Talk to someone who respects your kind.
Leaving off the part where he’s now on welfare until he can find a new job. Which given his new notariety may be a long time.
Are you under the impression that FR is no longer conservative and is now libertarian, and so we conservatives cannot challenge what is presented in this article of how Millennials are too liberal for conservatism and are more liberation?
This is what we see from liberals, rinos, romneybots, Paulites, and libertarians, that now the conservatives at this conservative site, are the problem.

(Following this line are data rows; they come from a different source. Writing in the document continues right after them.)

Issue #476, opened 2015-03-16
Possible conflict between parameters "fields" and "include"


hhware:
In the section Sparse Fieldsets:

> A client **MAY** request that an endpoint return only specific [fields] in the response on a per-type basis by including a `fields[TYPE]` parameter.

If we use an example from the spec, `GET /articles?include=author&fields[articles]=title,body`, and assume that both `title` and `body` are attributes, does it mean that `author` should not be returned in `links` of articles? 

If yes, it seems to contradict the following:
-  in the section Inclusion of Related Resources: "Each relationship name **MUST** be identical to the key in the links section of its parent resource object",
- in the section Resource Relationships: "If a link object refers to resource objects included in the same compound document, it **MUST** include resource linkage to those resource objects".

Alternatives which I see:
1. Provide a requirement to coordinate values of `include` and `fields` in case the latter includes relationship names, and return 400 if they are not properly coordinated.
2. Change the first quoted phrase to something like: "Client **MAY** request that an endpoint return only specific [attributes] in the response on a per-type basis by including a `fields[TYPE]` parameter."
3. Change the first quoted phrase to something like: "If a compound document is returned, client **MAY** request that an endpoint return only specific [attributes] in the response on a per-type basis by including a `fields[TYPE]` parameter. If a non-compound document is returned, `fields[TYPE]` may additionally include relationship names." Also, add a "Note: In case of compound documents, inclusion of relationship in `links` is effectively managed via parameter `include`."
4. State that inclusion of a relationship name into `include` also automatically adds it to `fields[TYPE]`.

IMHO, the alternative (3) is best because it is most versatile. It will especially make sense for cases when API supports only compound documents -- no ambiguity is possible in this case.

Realistically, servers would probably return either compound or non-compound documents for all endpoints, but I guess regulating it is beyond this scope of this spec.

FYI, a PR on related topic: #471

bintoro:
Good point.

But wouldn't the simplest solution be just to state that `include=author` implies `fields[...]=author`? Clearly that's the intent here.

hhware:
@bintoro, right, the 4th option exists (added it to the initial comment). To me, it is not an attractive option at all: I would prefer the client to do all these string manipulation and provide explicit and noncontradictory instructions to the server. I think such approach is much less error-prone...

PS Sorry, somehow did not add the option (4) to the initial comment, fixed now

ethanresnick:
[...]

PR #548, opened 2015-04-12
Possible conflict between parameters "fields" and "include" #476. Option 1: bonding

hhware:


hhware:
See https://github.com/json-api/json-api/issues/476#issuecomment-92096528 for details.

format/index.md
```diff
@@ -355,6 +360,10 @@ responses are called "compound documents".
 In a compound document, all included resources **MUST** be represented as an
 array of resource objects in a top-level `"included"` member.
 
+In a compound document, any resource which references other resources included 
+into the same document (either in top-level `"data"` or `"inlcluded"` members)
```
slaskis: I think you misspelled "included" here...

hhware: @slaskis, thanks! Corrected

tkellen:
I'm :+1: to merging this. It's clear and concise and it solves the problem at hand.

format/index.md
```diff
@@ -785,6 +794,15 @@ include additional [fields] in the response.
 GET /articles?include=author&fields[articles]=title,body&fields[people]=name
 ```
 
+If both query parameters `include` and `fields[TYPE]` are provided by the client, 
+values of `TYPE` **MUST** either refer to the primary data or be listed in 
+`include`, otherwise the server **MUST** return `400 Bad Request`.
```
dgeb: I'd like this paragraph removed. I think this is an unnecessary restriction. Consider heterogeneous collections: the client may not know the members' types in the response.

format/index.md
```diff
@@ -300,6 +300,11 @@ pagination links, as described below.
 If a link object refers to resource objects included in the same compound
 document, it **MUST** include resource linkage to those resource objects.
 
+> Note: a resource may actually be referring to another resource returned 
+in the same compound document, but this reference may be omitted 
+from the link object of the parent resource because of sparse fieldset 
+restrictions.
+
```
dgeb, line 334: I think the exception on **MUST** must be normative.

Instead of:

> If a link object refers to resource objects included in the same compound document, it **MUST** include resource linkage to those resource objects.

Let's consider:

> If a link object refers to resource objects included in the same compound document, it **MUST** include resource linkage to those resource objects unless those fields are excluded via sparse fieldset restrictions.

The non-normative note could then be removed.

format/index.md
```diff
@@ -785,6 +794,15 @@ include additional [fields] in the response.
...
 ```
 
+If both query parameters `include` and `fields[TYPE]` are provided by the client, 
+values of `TYPE` **MUST** either refer to the primary data or be listed in 
+`include`, otherwise the server **MUST** return `400 Bad Request`.
+
+If both query parameters `include` and `fields[TYPE]` are provided by the client,
+and a given related object is requested in `include` but reference to it is not 
+requested in the corresponding `fields[TYPE]`, the server **MUST** return 
+`400 Bad Request`.
```
dgeb: Again, I don't think this is appropriate for heterogeneous collections and should probably be removed.

dgeb:
@hhware @tkellen I regret not fully thinking through the implications of [our suggestion](https://github.com/json-api/json-api/issues/476#issuecomment-88513509). I don't think we can realistically control this so tightly given that primary data may be a heterogeneous collection. I've now come around to thinking that this should all just be condensed to a single additional clause as I marked in the commit.

format/index.md
ethanresnick, line 334: @dgeb If I'm understanding correctly, the approach you're now aiming for is the one I advocated [here](https://github.com/json-api/json-api/issues/476#issuecomment-86700323). If so, then the clause that reads "Each relationship name MUST be identical..." must also be amended, as I mentioned in that comment.

**EDIT**: And actually, I don't see why the "If a link object refers to resource objects..." clause mentioned above would need to be changed at all, since the link object _simply wouldn't appear_ if the field has been excluded.

format/index.md
bintoro: But isn't the first paragraph the entire point of this PR? (I'm referring to 797 to 799 here...)

The purpose of the second paragraph, however, is lost on me. It seems to suggest that `fields` must be present for each `include`. Why?

And even the first paragraph needs to be amended to reflect the fact that `include` contains relationship names, not types, so it's not right to say that "values of `TYPE` must [...] be listed in `include`".

format/index.md
bintoro, line 334: > the link object _simply wouldn't appear_ if the field has been excluded

My thoughts exactly. An excluded field is supposed to be dropped from `links` altogether, so the note is redundant.

format/index.md
```diff
@@ -355,6 +360,10 @@ responses are called "compound documents".
 In a compound document, all included resources **MUST** be represented as an
 array of resource objects in a top-level `"included"` member.
 
+In a compound document, any resource which references other resources included 
+into the same document (either in top-level `"data"` or `"included"` members)
+**MUST** include references to those resources in its own `"links"` member.
+
```
bintoro, line 393: Again, I don't understand the purpose of this paragraph. How can a resource reference other resources apart from listing them under `links`?

format/index.md
dgeb, line 334: > And actually, I don't see why the "If a link object refers to resource objects..." clause mentioned above would need to be changed at all, since the link object simply wouldn't appear if the field has been excluded.

I believe you're right @ethanresnick and @bintoro. I no longer see this as necessary at all.

tkellen:
Oof. The heterogenous use-case completely escaped me here ::facepalm::.

format/index.md
hhware, line 334: I agree with all of you, @dgeb, @ethanresnick and @bintoro, but at the same time I'd like to defend my suggestion. The reason I made it a note was that it did not actually add anything normative to the spec, but just clarified the (indeed obvious) point that, if sparse fieldset requires to drop some relationship, it will not be listed in `links`. There are many notes in the spec which are of purely explanatory nature, to help the reader of the spec to put pieces together, and this one was meant to be of that kind. If you think it is insultingly unnecessary, I do not mind removing it.

format/index.md
hhware, line 393: The spec says: 

> If a link object refers to resource objects included in the same compound document

But there is no requirement for the resource to include that "link object", which "refers to resource objects included in the same compound document". This is the position which this PR reflects: the spec does not wish to control `fields` and `include` separately.

Another way to say what I meant: if object A _actually_ (in the entity-relationship space of the system behind the particular API) references object B, which happens to be returned in the same response in which A in returned, it is mandatory for the the object A to include B in its `links`. This sentence is the central point of this PR: objects are either in both `links` and `included`, or in neither of them. The other option, namely controlling `fields` and `include` independently, is discussed in #549.

I have added that "actually", although I realize that this wording is far from ideal.

format/index.md
hhware: This PR is only discussing the situation when the client provides both `fields[TYPE]` and `include`. Sparse fieldsets operate "on a per-type basis", not on per-relationship-name basis (the latter would be impossible: if we allow to specify different sparse filedsets for the same type, referred to via different relationships, it may result in a situation when we have two different fildsets requirements for a resource with the same `(type,id)`). If the client does "not know the members' types in the response", how could it require specific `fields[TYPE]` for the unknown `TYPE`? 

I believe there is no intrinsic problem here. The server knows which types constitute a particular heterogeneous relationships, so it is capable of performing the verification. The client apparently knows that too, since it specified `fields[TYPE]` in the first place. IMHO, this clause is not more and not less mandatory than other clauses which require the server to return specific errors if the input it receives makes no sense. Please correct me if I am wrong.

I have corrected the wording to account for the case of heterogeneous collections, which I indeed missed.

format/index.md
hhware: The logic from the above comment applies here too. This is the enforcement of the second clause of the PR. Reworded it to make it more clear, although it looks bulky now.

>  It seems to suggest that `fields` must be present for each `include`. Why?

Not sure I understand. It says "If both query parameters `include` and `fields[TYPE]` are provided by the client". It does not suggest that they both "must be present", it only considers what should the server do when client decided to provide both of them.

hhware:
I updated the PR, although it seems to me from the comments it received that this option is not the one everyone prefers, and that it could make sense to look at the option described in #549 instead...

format/index.md
```diff
@@ -382,6 +387,10 @@ responses are called "compound documents".
 In a compound document, all included resources **MUST** be represented as an
 array of resource objects in a top-level `"included"` member.
 
+In a compound document, any resource which actually references other resources included 
+into the same document (either in top-level `"data"` or `"included"` members)
+**MUST** include references to those resources in its own `"links"` member.
+
```
bintoro, line 393: I believe this is already stated under [Resource Relationships](http://jsonapi.org/format/#document-structure-resource-relationships):

> If a link object refers to resource objects included in the same compound document, it **MUST** include resource linkage to those resource objects.

format/index.md
```diff
@@ -812,6 +821,23 @@ include additional [fields] in the response.
...
+- the client provides parameter `fields[B]`, requiring sparse fieldsets for the type `B`,
+- resource of type `A` is actually referenced by type `B`, but 
+reference to it is not requested in `fields[B]`, 
+
+the server **MUST** return `400 Bad Request`.
+
+> Note: In two clauses preceding this note, "refer" is assumed to correctly track 
+heterogeneous relationships, where the type of the resource being referred to 
+in the relationship can be different from the name of the relationship itself.
+
```
bintoro, line 840: **1st clause**

So, this part deals with `fields[TYPE]` when `TYPE` is not applicable to the response.

Why is this a problem to begin with? Why does the server need to complain about a redundant query param? And since a heterogeneous collection may or may not contain items of a particular type, the validity of the request would have to be contingent on what types _might_ theoretically be present in the response. This is just too burdensome, especially considering that this restriction doesn't seem to have any tangible utility.

**2nd clause**

I know what this PR is about, yet after a few readings I still don't understand. Perhaps I've been hit by early-onset dementia, but I would like us to find some ways to simplify this whole ordeal.

**The Note**

Relationship names and heterogeneity are two independent properties, so again I'm not following.

hhware:
Closing in favor of #579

Social liberalism only creates more liberal voters and reduces the pool of conservative voters.
LOL, purely personal.
The bottom line is very few companies will employ those that use drugs, their insurance companies would charge double.
The reason companies can’t fill jobs is they can’t find job seekers that can pass a whiz-quiz.
All we have to do is look at which lever Millennials pull when they are in the voting booth, and it isn’t against the left.
That is the libertarian argument, for us to join the left in social liberalism, and the parties fight over taxes, which is very close to the traditional rino position.